XGBoost¶
Python notebook: https://github.com/daviskregers/data-science-recap/blob/main/17-xgboost.ipynb
- stands for eXtreme Gradient Boosted trees
- Remember boosting is an ensemble method
- Each tree boosts attributes that led to mis-classifications of previous tree
- It is amazing
- routinely wins Kaggle competitions
- Easy to use
- Fast
- A good choice for an algorithm to start with
Features of XGBoost¶
- Regularized boosting (prevents overfitting)

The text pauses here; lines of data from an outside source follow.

PR #475, opened 2022-01-03
HELPS-2529-  Update "User Aptitude - JWT - Email Claim" test package.json

MaggieMaSS:
When running the "User Aptitude - JWT - Email Claim" test, the test initiates, but then freezes and never completes.
It turns out that we need to add the `optionalClaims` and add the email address to it.
The permission for user in `package.json` should be like this: 
```

      "user": {
        "optionalClaims": [
          {          
            "value": "email"
          }
        ]
      },
```

### DIFF
--- a/ldk/javascript/examples/self-test-loop/package.json
+++ b/ldk/javascript/examples/self-test-loop/package.json
@@ -47,7 +47,7 @@
       "user": {
         "optionalClaims":[
           {
-            "value" :"team-ldx@oliveai.com"
+            "value" :"email"
           }
         ]
       },
--- a/ldk/javascript/examples/self-test-loop/package.json
+++ b/ldk/javascript/examples/self-test-loop/package.json
@@ -47,10 +47,9 @@
       "user": {
         "optionalClaims":[
           {
-            "value" :"add your email address here"
+            "value" :"team-ldx@oliveai.com"
           }
         ]
-        
       },
       "system": {},
       "screen": {},
--- a/ldk/javascript/examples/self-test-loop/package.json
+++ b/ldk/javascript/examples/self-test-loop/package.json
@@ -44,7 +44,14 @@
       "filesystem": {},
       "process": {},
       "ui": {},
-      "user": {},
+      "user": {
+        "optionalClaims":[
+          {
+            "value" :"add your email address here"
+          }
+        ]
+        
+      },
       "system": {},
       "screen": {},
       "keyboard": {},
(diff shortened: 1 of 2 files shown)


ldk/javascript/examples/self-test-loop/package.json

- Can handle missing values automatically
- Parallel processing
- Can cross-validate at each iteration
- Enables early stopping, finding optimal number of iterations.
- Incremental training
- Can plug in your own optimization objectives
- Tree pruning
- Generally results in deeper, but optimized trees
Using XGBoost¶
- pip install xgboost
- Also CLI, C++, R, Julia, JVM interfaces
- It's not just made for scikit_learn so it has it's own interface
- Uses DMatrix structure to hold features & labels
- Can create this easily from a numpy array though
- All parameters passed via a dictionary
- Uses DMatrix structure to hold features & labels
- Call train, then predict.
XGBoost hyperparameters¶
- Booster
- gbtree or gblinear
- Objective (ie multi:softmax, multi:softprob)
- Eta (learning rate - adjusts weights on each step)
- max_depth (depth of the tree)
- min_child_weight (can control overfitting, but too high will underfit)
- ... many others
It's almost all that you need to know for ML in practical terms, at least for simple classification or regression problems.